What is expected: Copy each line below in which the string "eventually" occurs.

Source information:
PR #882, opened 2020-04-24
Add SubdirectoryHandler for injecting a subdirectory into gRPC calls

JamesNK:


JamesNK:
Half sample, half verification that the same works end-to-end.

PR #885, opened 2020-04-27
Fix flaky client cancellation tests

JamesNK:
Logging is not sync and there is no easy hook to await so put test in a helper that will retry a couple of times.


davidfowl:
What does “logging is not sync” mean here?

JamesNK:
The error is being logged in a catch statement. In this situation the cancellation token passed to HttpClient.SendAsync is canceled and an error is thrown. SendAsync is not throwing that error synchronously so the catch is reached after the assert.

PR #891, opened 2020-05-02
Add gRPC benchmark client

JamesNK:
Includes changes from https://github.com/grpc/grpc-dotnet/pull/890

Moves client from aspnet/benchmarks to this repo.

This will eventually delete BenchmarkClient project.


perf/benchmarkapps/GrpcClient/grpc-client.yml
```diff
@@ -0,0 +1,18 @@
+﻿jobs:
+  grpc-client:
+    source:
+      repository: https://github.com/jamesnk/grpc-dotnet.git
+      branchOrCommit: jamesnk/interoptestclient
+      project: perf/benchmarkapps/GrpcClient/GrpcClient.csproj
+    readyStateText: gRPC Client
+    runtimeVersion: '5.0.*'
```
sebastienros, line 8: I see that you copied from the signalr client, but we'll change it eventually as I prefer these to not vary on each run by default, just when specified on the CI runs.

perf/benchmarkapps/GrpcClient/GrpcClient.csproj
```diff
@@ -0,0 +1,43 @@
...
+  </ItemGroup>
+
+  <ItemGroup>
+    <Protobuf Include="..\Shared\benchmark_service.proto" GrpcServices="Client" Link="Protos\benchmark_service.proto" />
+    <Protobuf Include="..\Shared\messages.proto" GrpcServices="Client" Link="Protos\messages.proto" />
+    
+    <ProjectReference Include="..\..\..\src\Grpc.Net.Client.Web\Grpc.Net.Client.Web.csproj" />
+    <ProjectReference Include="..\..\..\src\Grpc.Net.Client\Grpc.Net.Client.csproj" />
+
+    <PackageReference Include="Google.Protobuf" Version="$(GoogleProtobufPackageVersion)" />
```
sebastienros, line 22: If that's useful you can also emit these versions with the event source such they are available in the charts/db.

perf/benchmarkapps/GrpcClient/BenchmarksEventSource.cs
```diff
@@ -0,0 +1,55 @@
+﻿using System.Diagnostics.Tracing;
+
+namespace GrpcClient
+{
+    internal sealed class BenchmarksEventSource : EventSource
```
sebastienros, line 5: Where do you use it? I couldn't find any metric exposed.

perf/benchmarkapps/GrpcClient/grpc-client.yml
JamesNK: So remove runtime version?

perf/benchmarkapps/GrpcClient/BenchmarksEventSource.cs
JamesNK: https://github.com/JamesNK/grpc-dotnet/blob/jamesnk/benchmarch-grpcclient/perf/benchmarkapps/GrpcClient/Program.cs

???

perf/benchmarkapps/GrpcClient/grpc-client.yml
JamesNK: All the other client yml files are specifying a runtime, e.g. wrk.yml

```
sdkVersion: 3.1.102
aspNetCoreVersion: '3.1'
runtimeVersion: '3.1'
```

Tell me what to put here and I'll change it.

perf/benchmarkapps/GrpcClient/BenchmarksEventSource.cs
```diff
@@ -0,0 +1,55 @@
+﻿using System.Diagnostics.Tracing;
```
JunTaoLuo, line 1: Copyright

perf/benchmarkapps/GrpcClient/grpc-client.yml
sebastienros: These values would be fine

PR #900, opened 2020-05-09
Add extension methods for configuring all gRPC clients

bastianeicher:
- Add `.ConfigureAllGrpcClients` extension method.
  This is useful e.g. for globally registering gRPC client interceptors.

Final answer:
This will eventually delete BenchmarkClient project.
sebastienros, line 8: I see that you copied from the signalr client, but we'll change it eventually as I prefer these to not vary on each run by default, just when specified on the CI runs.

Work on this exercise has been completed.